Central of Georgia Railway Co. v. Gross

68 So. 291 | Ala. | 1914

MAYFIELD, J.

The action is by a passenger against a carrier, for being wrongfully ejected.

Plaintiff, a negro woman, holding a return coupon ticket only, boarded one of the defendant’s passenger trains at the terminal station in Birmingham, to go to Camp Hill, Ala. The return coupon was from Birmingham to Opelika, which was beyond Camp Hill, plaintiff’s destination. The ticket in question was one issued by the defendant to its employees only, and issued at much less cost than regular tickets. It was not issued to plaintiff; she having purchased it from the employee or person to whom it was issued. The ticket was not assignable or transferable. When the conductor came around to take up the tickets, he asked plaintiff her name, and, on ascertaining that she was not the person to whom the ticket was issued, declined to accept it as her ticket, but kept it; and plaintiff was ordered to get off. The evidence is in conflict as to whether the plaintiff declined to pay the fare when the coupon ticket was rejected.

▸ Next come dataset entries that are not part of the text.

Issue #66, opened 2021-09-06
Add meta to all ysync triggered transactions


TeemuKoivisto:
**Is your feature request related to a problem? Please describe.**
If you want to track transactions and depend on knowing what to intercept and what to pass, having some way of knowing what plugin created what transaction is quite crucial.

**Describe the solution you'd like**
So as of now, the ySync triggers some transactions with its own pluginKey to notify itself to update its state. However, it also triggers other transactions that modify the document without any meta fields added. For example, the `_forceRerender` replaces the whole document and it's quite impossible to detect where it originated from. In my own repo, I added a field `tr.setMeta('_forceRerender', true)` to be able to omit those transactions as non-user originated.

**Describe alternatives you've considered**
The other solution is to add meta to all user-created transactions yourself but that seems quite burdensome and flaky.

**Additional context**
na

dmonad:
The ySync plugin state has a meta property `isChangeOrigin` which is true only if the state was changed by a remote user. Is this what you are looking for?

```js
const { isChangeorigin } = tr.getMeta(ySyncPluginKey)
```

TeemuKoivisto:
No, I dont think so. As I mount the editor and the ySync plugin replaces the PM doc with the ydoc that transaction is triggered without any meta fields. This is an issue as I want to track and in times prevent changes made by the user to some nodes.

TeemuKoivisto:
Update: I have the same problem with the snapshots; without distinguishing meta fields I can't skip them. I guess the most prudent option would be to use the ySyncPluginKey for all transactions originating from the ySync plugin (and do the same for other y-prosemirror plugins if necessary) but instead of passing directy the plugin change in the payload, they would use actions/named events to know what transactions update the plugin state. Or they add some additional "plugin-update" meta-field for the payload. Or just use "true" for transactions that don't update and the regular change objects for those that change.

TeemuKoivisto:
@dmonad if you have time to look at it, I created a PR regarding this. Even after a couple of months I still think this is a valid feature as the other options are less clean on my side eg adding a meta tag to all transactions PM creates and then checking if it doesn't exist instead of just ySyncPluginKey.

TeemuKoivisto:
This was merged by https://github.com/yjs/y-prosemirror/pull/74 and can confirm it works with the latest (v1.0.11) version. Thanks a ton @dmonad!

PR #74, opened 2021-11-05
Use setMeta for all trs dispatched by ySyncPlugin

TeemuKoivisto:
So this is continuation for #66 and it is the fix I have been using with a locally linked version of `y-prosemirror`. Why I need this is because I'm intercepting transactions as in track changes functionality and I can't really detect whether the transaction was originally from ProseMirror or from ySyncPlugin.

With the added booleans in the meta field I can omit those transaction that are caused by for example rendering a snapshot. Also I think it is better DX if you can immediately see from a transaction that "ah this was dispatched by ySyncPlugin". It doesn't seem there are major downsides, without having the meta payload typed it is I guess a little harder to see what are the passed values.

### DIFF
--- a/src/plugins/sync-plugin.js
+++ b/src/plugins/sync-plugin.js
@@ -279,7 +279,7 @@ export class ProsemirrorBinding {
       const fragmentContent = this.type.toArray().map(t => createNodeFromYElement(/** @type {Y.XmlElement} */ (t), this.prosemirrorView.state.schema, this.mapping)).filter(n => n !== null)
       // @ts-ignore
       const tr = this.prosemirrorView.state.tr.replace(0, this.prosemirrorView.state.doc.content.size, new PModel.Slice(new PModel.Fragment(fragmentContent), 0, 0))
-      this.prosemirrorView.dispatch(tr)
+      this.prosemirrorView.dispatch(tr.setMeta(ySyncPluginKey, { isChangeOrigin: true }))
     })
   }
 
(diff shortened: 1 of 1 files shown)


src/plugins/sync-plugin.js
```diff
@@ -279,7 +279,7 @@ export class ProsemirrorBinding {
       const fragmentContent = this.type.toArray().map(t => createNodeFromYElement(/** @type {Y.XmlElement} */ (t), this.prosemirrorView.state.schema, this.mapping)).filter(n => n !== null)
       // @ts-ignore
       const tr = this.prosemirrorView.state.tr.replace(0, this.prosemirrorView.state.doc.content.size, new PModel.Slice(new PModel.Fragment(fragmentContent), 0, 0))
-      this.prosemirrorView.dispatch(tr)
+      this.prosemirrorView.dispatch(tr.setMeta(ySyncPluginKey, true))
```
dmonad, line 282: `true` is not a supported value for `ySyncPluginKey`. However, you can set `tr.setMeta(ySyncPluginKey, { isChangeOrigin })`.

src/plugins/sync-plugin.js
```diff
@@ -99,7 +99,7 @@ export const ySyncPlugin = (yXmlFragment, { colors = defaultColors, colorMapping
       },
       apply: (tr, pluginState) => {
         const change = tr.getMeta(ySyncPluginKey)
-        if (change !== undefined) {
+        if (change !== undefined && typeof change === 'object') {
```
dmonad, line 102: Please remove this change. I don't think it makes sense to introduce the value `true` when there already is a `isChangeOrigin` property.

dmonad (changes requested):
Happy to merge this after the feedback is addressed.

src/plugins/sync-plugin.js
TeemuKoivisto: I updated the payloads to `{ isChangeOrigin: true }`. I assume this is what you intended?

dmonad:
Great, thanks! I published a new release with your patch.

The conductor testifies that she declined to pay the fare, which was $3.21, saying that she had only $1 and was able to borrow another from a friend; and that she did offer to pay $2. The plain*358tiff testified, however, that she had $4.50 at the time; that she asked to be allowed to pay the fare; that her request was denied, the conductor saying that he had no time to fool with her, and that he had her to get off the car.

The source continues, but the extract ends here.